What gene is hypercholesterolemia located on?

Mutations in the APOB, LDLR, LDLRAP1, or PCSK9 gene cause familial hypercholesterolemia. Changes in the LDLR gene are the most common cause of this condition. The LDLR gene provides instructions for making a protein called a low-density lipoprotein receptor.

What part of the cell is affected by familial hypercholesterolemia?

Familial Hypercholesterolemia (FH) (MIM #143890) is a genetic disease characterized by elevated LDL-Cholesterol (LDL-C), which deposits in the tissues causing the external manifestations of the disease, namely tendinous xanthomas, xanthelasmas, and corneal arcus.

Where does familial hypercholesterolemia come from?

Familial hypercholesterolemia is a genetic disorder. It is caused by a defect on chromosome 19. The defect makes the body unable to remove low density lipoprotein (LDL, or bad) cholesterol from the blood. This results in a high level of LDL in the blood.

How is familial hypercholesterolemia detected?

Familial hypercholesterolemia (FH) can be diagnosed both clinically and genetically. FH is usually diagnosed clinically with a lipid test that measures the amount of LDL cholesterol (LDL-C) in the blood, a physical exam, and a family history.

What is the genotype of familial hypercholesterolemia?

The proband’s genotype was confirmed to be compound heterozygous FH, leading to clinical manifestations in line with the homozygous FH phenotype. The phenotype is highly associated with the genotype in this type of compound heterozygous FH.

What type of genetic disorder is familial hypercholesterolemia?

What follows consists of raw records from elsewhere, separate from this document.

PR #167, opened 2026-09-17
feat(styles): read a cell as the text Excel shows, and as a Date

kibertoad:
## Summary

Adds `getCellDisplayText(wb, cell)` and `getCellDate(wb, cell)` to
`@office-kit/xlsx/styles`. The first renders a cell's value through the number
format its style points at, so reading a workbook back gives the text a person
sees in Excel. The second reads a date-formatted serial as a `Date`, which until
now took three calls the docs never put together.

## Motivation

Opened without an issue: the gap turned up while reading workbooks produced
elsewhere, and it is a missing capability rather than a bug report to reproduce.

There was no way to ask what a cell says. The only string-producing helper,
`cellValueAsString`, takes a `CellValue`, so it never sees the stylesheet:

| Cell                              | Excel shows    | `cellValueAsString`  |
| --------------------------------- | -------------- | -------------------- |
| `0.5` with numFmt `0.0%`          | `50.0%`        | `0.5`                |
| `1234567.891` with `#,##0.00`     | `1,234,567.89` | `1234567.891`        |
| `=1.1+2.2` with `General`         | `3.3`          | `3.3000000000000003` |
| serial `45365` with `yyyy-mm-dd`  | `2024-03-14`   | `45365`              |
| `true`                            | `TRUE`         | `true`               |

The date row is the harmful one. Excel stores a date as a day count, so the
number format is the only evidence that `45365` means 2024-03-14. Before this
PR, `isDateFormat` had no caller on the read path, and a consumer that treats
cells as text stored the number. The recovery path existed but was neither
composed nor documented: `getCellNumberFormat`, then `isDateFormat`, then
`excelToDate` with the epoch taken from `wb.date1904`. `cellValueAsDate`
deliberately does not do it and says so in its docstring.

**This is not a parallel path to `cellValueAsString`.** The two take different
inputs and answer different questions. `cellValueAsString(value)` answers "what
is this value in JavaScript terms" and is correct for JSON, arithmetic, and
anything typed. `getCellDisplayText(wb, cell)` needs the workbook because the
format lives in the stylesheet, and answers "what does Excel print here": CSV
export, an HTML table, a workbook diff by what it shows, a log line for a human.
Neither can be derived from the other, and choosing wrong fails silently, so the
docstring on each names the other and says which one the reader wants.

`getCellDate` is the same argument one level down: `cellValueAsDate` takes a
value and cannot apply the serial conversion, which is exactly why its docstring
already points at `excelToDate`. Graduating the three-step composition into one
documented call is the `CLAUDE.md` "reachable but only at an abstraction every
real user re-implements" case.

## Changes

- `getCellDisplayText(wb, cell): string` in `@office-kit/xlsx/styles`. Covers
  `General` at Excel's 15 significant digits (this is what removes the float
  noise), every code in `BUILTIN_FORMATS` (one caveat below), and the common
  custom codes: `0` `#`
  `?` digit placeholders, thousands grouping, trailing commas that divide by a
  thousand, `%`, currency and quoted or `\`-escaped literals, `_x` width
  reservations, colour codes, `E+`/`E-` including the engineering step of
  `##0.0E+0`, `?/?` fractions with a placeholder or a spelled-out denominator,
  date and time codes with month and weekday names and `AM/PM`, the elapsed
  forms `[h]` `[mm]` `[ss]`, and the positive / negative / zero / text sections
  of a multi-section code. Booleans render `TRUE` / `FALSE`, errors their token,
  rich text its runs joined, a formula cell its cached value, an empty cell `''`.
- `getCellDate(wb, cell): Date | undefined`. Reads the cell's format with the
  same parser `getCellDisplayText` renders with, requires a part that names a
  day (`y`, `m` or `d`), and converts under `wb.date1904`. A `Date` value passes
  through. `undefined` covers a number whose format says it is a count, a time
  of day (`h:mm`, which names a moment inside a day but not which day), an
  elapsed span (`[h]:mm`), and a code outside the renderer's subset. One parser
  for both readings is what keeps them from disagreeing about a cell: a
  regex-based date check says `[DBNum1]yyyy-mm-dd` is a date while the renderer
  prints its bare serial.
- `docs/migrate-from-sheetjs.md`, with `codepage` and `cellDates` answered as
  "not applicable" and the reason, and `.csv` / `.xls` / `.xlsb` / `.ods` as out
  of scope with a pointer.
- A "Read a workbook somebody else produced" recipe, and a short SheetJS
  subsection in the README pointing at the guide.
- Minor changeset.

### Where the boundary is, and why it is a fallback rather than a guess

A code outside the implemented subset returns from the parser as `undefined` and
the cell falls back to `cellValueAsString`, so the reading degrades to a plain
coercion instead of printing something invented. That covers comparison sections
(`[>=100]"over";0`), era and calendar tokens (`g`, `e`, `b`, `[DBNum1]`), a
section splicing two numeric layouts together (`0.00" ("0.00")"`), more than
four sections, and an unterminated `"` or `[`. A serial past the range a `Date`
covers degrades the same way rather than printing NaN fields. The docstring
lists all of them.

Three more cases are judgement calls, because Excel's answer is not recoverable
from the cell, and the docstring says so rather than implying precision that is
not there:

- `*x` repeats `x` until the column is full. Nothing is printed for it.
- Month and weekday names come out in English; a `[$-409]`-style tag is read for
  its currency symbol and otherwise ignored.
- Column width decides how many digits `General` shows and when Excel switches
  to scientific notation. Every stored digit is kept.

### Decisions a reviewer may want to push back on

- **Named `getCellDisplayText`, not `formatCellText`.** In this codebase a
  `format*` name is a style mutator (`formatAsHeader`), so `formatCellText`
  would read as one. `getCell*` is the established prefix for "resolve this
  cell against the stylesheet and hand me the answer", next to
  `getCellNumberFormat` and `getCellFont`, and "display text" is Excel's own
  vocabulary.
- **A `Date` value under a non-date format prints the serial** (`45365`, not an
  ISO string). That is what the file does and what Excel shows: the worksheet
  stores a serial and the style decides what it means. Printing a date under a
  `General` cell would make the helper disagree with the file it describes.
  `setCellAsDate` is the write-side answer and the docstring points at it.
- **A negative serial under a calendar date code has no reading.** Excel fills
  the cell with `#` characters and how many depends on the column width, so the
  value falls back to its General text. An elapsed code is the exception: a span
  has a sign, `-1:30` is representable, and a duration value is the obvious way
  to reach one.
- **A negative value that rounds to zero prints without the sign** (`0.00`, not
  `-0.00`). Excel's own choice here could not be verified; a minus in front of an
  all-zero rendering is the worse of the two to guess.
- **The format parse is memoised** in a module-level `Map` capped at 256
  entries. Distinct codes in a workbook number in the tens while cells number in
  the millions, and the whole point of this call is bulk reads. The keys arrive
  from an untrusted `styles.xml`, so a full map evicts its oldest entry rather
  than clearing, and a code longer than the 255 characters Excel allows is
  parsed on each call instead of taking a slot.

### Risk

All of it is additive and read-only: no existing export changed, and nothing in
the `io` or `streaming` graphs imports the new modules. The one module they do
share is `numbers.ts`, which the parser reads the bracket colour names from
rather than listing them a second time; the names are stored in the regex
alternation form `STRIP_RE` already needed, which keeps `/io` byte-identical
(the array form that reads better cost it 0.14 kB brotlied). The risk that is
worth review attention is rendering fidelity, not breakage: a format code that
renders subtly wrong is worse than one that degrades, so the boundary above is
the part to argue with.

### Left out deliberately

- **No `LoadOptions.cellDates`.** It would make the value model depend on a load
  option, so every downstream `typeof cell.value === 'number'` becomes
  conditional on how the file was opened.
- **No streaming equivalent.** `ReadOnlyCell` carries a `styleId` but
  `loadWorkbookStream` exposes no `Workbook`, so there is no stylesheet to
  resolve against. Worth a follow-up if somebody asks.
- **Fraction padding beyond the mainline.** `# ??/??` pads the numerator and
  denominator so the slash lines up, which is Excel's documented behaviour. Two
  details are reasoned from the placeholder semantics rather than verified
  against Excel: blanking the fraction of an exact whole number, including a
  spelled-out denominator, and filling a `0`-placeholder denominator from the
  right (`# ??/00` on 2.5 gives `2  1/02`), since a pad zero on the right would
  multiply the denominator by ten.

### One thing the sweep turned up, not fixed here

`tests/styles/display-text-builtins.test.ts` walks all 36 codes in
`BUILTIN_FORMATS`. Every one renders as Excel does except the entry for
numFmtId 44, which mirrors openpyxl in dropping the `;` section separators
Excel's own accounting code carries
(`_("$"* #,##0.00_);_("$"* \(#,##0.00\);_("$"* "-"??_);_(@_)`). The stored code
is therefore a single section holding both digit placeholders and `@`, so it
reads as a text layout and falls back to General. That affects anything reading
`getCellNumberFormat` on a cell whose xf points at numFmtId 44 with no explicit
`numFmt` override, not only this PR. Changing the constant is a change to an
existing public export and wants its own changeset, so the sweep pins the
current behaviour with a comment and the docstring says so rather than
overclaiming. Happy to open the follow-up.

## Testing

- `pnpm test` (`tests/styles/display-text.test.ts` is the table; the other three
  new files are the date helper, the properties, and the read path).
- `tests/styles/display-text-read-path.test.ts` writes real bytes, loads them
  back through `loadWorkbook`, and asserts the rendered text, so the number
  formats have to survive the stylesheet round-trip. One case asserts both
  readings side by side (`50.0%` against `0.5`) so the two helpers cannot drift
  into agreement.
- The property tests pin four invariants: a fixed-decimal code prints exactly
  its decimals and parses back within half of the last place, `#,##0` groups
  without gaining or losing a digit, a rendered fraction reads back to within
  half a step of the denominator the code allows whatever its placeholders are,
  and the text a date code prints matches the fields of the `Date` `getCellDate`
  hands back for the same cell under either epoch.
- `pnpm typecheck`, `pnpm lint`, `pnpm knip`, `pnpm build`, `pnpm size` all pass.
  `pnpm size` shows `/styles` at 14.38 kB against a 60 kB budget (9.2 kB
  before), `/io` at 99.28 kB and `/streaming` at 60.62 kB.

Reproduce the reading this PR adds:

```sh
pnpm vitest run tests/styles/display-text.test.ts tests/styles/display-text-read-path.test.ts
```

Locally, 39 tests fail in `tests/conformance/` and in the `validateXlsx` case of
five `issue-*` files, all with `xmllint not available: spawnSync xmllint ENOENT`.
They are unrelated to this change and pass in CI, which installs
`libxml2-utils`.

## Breaking changes

None. Two new exports, no change to an existing signature or behaviour.

## Checklist

      the result.
      marked accordingly.
      comments.


baseballyama (approved):
Thank you very much!! The format-aware text and date readers are useful additions, and the documented fallback boundaries help keep their behavior understandable.

I added regressions and fixes in b516246 for literal-only numeric/text sections, fixed denominators containing zero (including literal suffixes), overflow during percent scaling, and date detection using the section selected for the actual value. The two focused display/date suites pass all 145 tests, and the combined candidate passes the full suite and packaging checks.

Familial Hypercholesterolemia is an autosomal dominant genetic disorder, meaning that only one parent needs to have the condition for his or her children to inherit it. The abnormal gene is dominant, so even if the child receives a healthy gene from the second parent, the altered gene will override the healthy one.

How many genes loci are associated with familial hypercholesterolemia FH )?

The diagnosis of FH can also be established by identification of a heterozygous pathogenic variant in one of the three genes (APOB, LDLR, and PCSK9) known to be associated with FH.

What is phenotype of familial hypercholesterolemia?

FH is classified as two simplified phenotypes of disease according to the severity of the metabolic derangement. The dominantly inherited heterozygous phenotype comprises defects in the LDL receptor, apoB100, and neural apoptosis regulatory cleavage protein.

Is familial hypercholesterolemia more common in certain populations?

Worldwide, 1 in every 200-500 people has FH. Certain populations display a higher prevalence of FH, such as the French Canadian, Ashkenazi Jew, Lebanese, and South African Afrikaner populations. In these populations, 1 in every 67 people are found to have FH.

What is the FH gene?

The FH gene provides instructions for making an enzyme called fumarase (also known as fumarate hydratase). Fumarase participates in an important series of reactions known as the citric acid cycle or Krebs cycle, which allows cells to use oxygen and generate energy.

How is familial hypercholesterolemia inherited?

Familial hypercholesterolemia is inherited in families in an autosomal dominant manner. In autosomal dominant inherited conditions, a parent who carries an altered gene that causes the condition has a 1 in 2 (50 percent) chance to pass on that altered gene to each of his or her children.

Where is the gene that causes familial hypercholesterolemia located?

The altered gene (gene mutation) that causes familial hypercholesterolemia is located on chromosome number 19. It contains the information for a protein called LDL receptor that is responsible to clear up LDL from the blood stream.

Do you need genetic testing for familial hypercholesterolemia?

Genetic testing for familial hypercholesterolemia (FH) looks for inherited genetic changes in three different genes ( LDLR, APOB, and PCSK9) known to cause FH. If your doctor suspects that you have FH or a family member has been diagnosed with FH, your doctor may refer you for genetic counseling and testing for FH.

Is the Nord physician guide for familial hypercholesterolemia free?

The NORD Physician Guide for Familial hypercholesterolemia was developed as a free service of the National Organization for Rare Disorders (NORD) and it’s medical advisors. The guides provide a resource for clinicians about specific rare disorders to facilitate diagnosis and treatment of their patients with this condition.

What happens if you have familial hypercholesterolemia ( FH )?

Familial hypercholesterolemia can be inherited from one parent (heterozygous FH), or, in rare instances, from both (homozygous FH). People with this rarer form of FH can have very high LDL cholesterol levels. Many may need bypass surgeries before adulthood. Without treatment, people with homozygous FH rarely live into their 20s.